Grilled Pineapple Ginger Glazed Chicken with Zucchini and Peppers
This easy glaze with Del Monte® Pure Earth™ 100% Pineapple Juice adds bright and zingy flavors to everyday barbecued chicken.
- 4 Skinless, boneless chicken breasts
- 1 Tbsp olive oil
- ¼ Tsp each salt and pepper
- 2 Zucchini, trimmed and sliced 1/4-inch thick
- 1 Red pepper, quartered and seeded
- 1 Orange pepper, quartered and seeded
- 8 Del Monte Gold® Extra Sweet pineapple spears (about 30 g each) 2 ½ x 1 ¼ -inch
- 1 Green onion, sliced
- 12 fl oz 100% Pineapple Juice
- ¼ Cup apple cider vinegar
- ¼ Cup brown sugar
- 2 Tbsp soy sauce
- 1 Tbsp minced ginger
- 1 Tbsp Dijon mustard
- Preheat grill to medium heat; grease grill well. Toss chicken breast with oil, salt and pepper.

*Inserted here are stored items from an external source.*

PR #4892, opened 2026-09-02
feat(RHINENG-28021): apply saved view filters to export 

rodrigonull:
## Jira
[RHINENG-28021](https://issues.redhat.com/browse/RHINENG-28021)

## What
Apply the active Inventory View's saved filters to the export query, so exports reflect the same host subset the user sees in the UI.

## Why
Phase 3 of Inventory Views requires exports to be "view-aware." This is the first step: when the frontend sends a `view_id` in the export request filters, the backend loads the saved view and applies its filters to the host query. Dirty (unsaved) view state is intentionally deferred.

## How
- Extract `view_id` from the Kafka export message's `filters` dict in `create_export()`.
- Added `_load_view_config()` to load an `InventoryView` and split its configuration into host-level filters (staleness, tags, date ranges, etc.) and app-data/system_profile filters.
- Added `_get_user_id()` to extract the user ID from User or ServiceAccount identities, needed for view ownership lookup.
- Passed both filter dicts through `_non_empty_hosts_iter()` → `get_hosts_to_export()` → `query_filters()`.
- The view's staleness setting overrides the default "all staleness states" behavior.
- Error handling: missing `user_id` → 403, view not found → 404, permission denied → 403, all reported back to the export service.

## Testing
- Added `TestLoadViewConfig` (3 tests): verifies correct splitting of host vs. app-data filters and view-not-found error.
- Added `TestCreateExportWithView` (4 tests): end-to-end tests for export with valid view, nonexistent view, missing user_id, and backward compatibility without view_id.
- All 48 tests pass (existing + new). Ruff, mypy, and pre-commit hooks pass.

## PR Guidelines

## PR Guideline checks

[RHINENG-28021]: https://redhat.atlassian.net/browse/RHINENG-28021?atlOrigin=eyJpIjoiNWRkNTljNzYxNjVmNDY3MDlhMDU5Y2ZhYzA5YTRkZjUiLCJwIjoiZ2l0aHViLWNvbS1KU1cifQ

## Summary by Sourcery

Make inventory exports honor the filters from the selected saved view.

New Features:
- Apply saved Inventory View filters to host exports when a view ID is included in the export request.
- Report clear authorization and not-found errors when view-aware exports cannot load the requested view.

Enhancements:
- Centralize identity user ID access and separate host-level filters from query filters for export processing.
- Preserve export behavior for requests without a view ID.

Tests:
- Add coverage for saved-view filter handling, workspace normalization, missing views, missing user IDs, and backward-compatible exports.


adarshdubey-star (approved):

app/auth/identity.py
```diff
@@ -114,6 +114,14 @@ def _asdict(self):
...
             return ident
 
+    @property
+    def user_id(self) -> str | None:
+        if self.identity_type == IdentityType.USER:
+            return getattr(self, "user", {}).get("user_id")
+        if self.identity_type == IdentityType.SERVICE_ACCOUNT:
+            return getattr(self, "service_account", {}).get("user_id")
+        return None
+
```
kruai, line 124: Ayyyy I appreciate this logic consolidation :+1:

kruai (approved):
Overall LGTM. Just one question, though...
This implementation requires the view to have been saved so we can retrieve it. This restriction is fine, but what about if a user makes changes to their current view without saving, and then hits Export? I expect that it would export based on the view without the pending changes. If that's the case, I want to make sure that's acceptable requirements-wise.

rodrigonull:
> Overall LGTM. Just one question, though... This implementation requires the view to have been saved so we can retrieve it. This restriction is fine, but what about if a user makes changes to their current view without saving, and then hits Export? I expect that it would export based on the view without the pending changes. If that's the case, I want to make sure that's acceptable requirements-wise.

This was an intentional scoping decision we agreed on with @ezr-ondrej. Start with saved-state-only exports, get that working and validated, and then tackle dirty view state as a follow-up. The Kafka export message contract already supports this future extension where the filters dict can carry inline filter/column overrides alongside the view_id when we're ready to implement it.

- Pineapple Ginger Glaze: Combine pineapple juice, vinegar, brown sugar, soy sauce, ginger and mustard in a medium saucepan set over medium-high heat. Bring to a boil; boil for about 15 minutes or until reduced by half.
- Grill chicken, for 2 minutes per side or until grill-marked. Continue to grill, basting and turning with Pineapple Ginger Glaze, for 5 to 6 minutes or until cooked through. Grill zucchini, red pepper, orange pepper and pineapple spears, basting with Pineapple Ginger Glaze, for 3 to 5 minutes or until grill-marked and tender.
- Serve chicken with vegetables and pineapple. Garnish with green onions.
- Tip: Serve over steamed brown rice.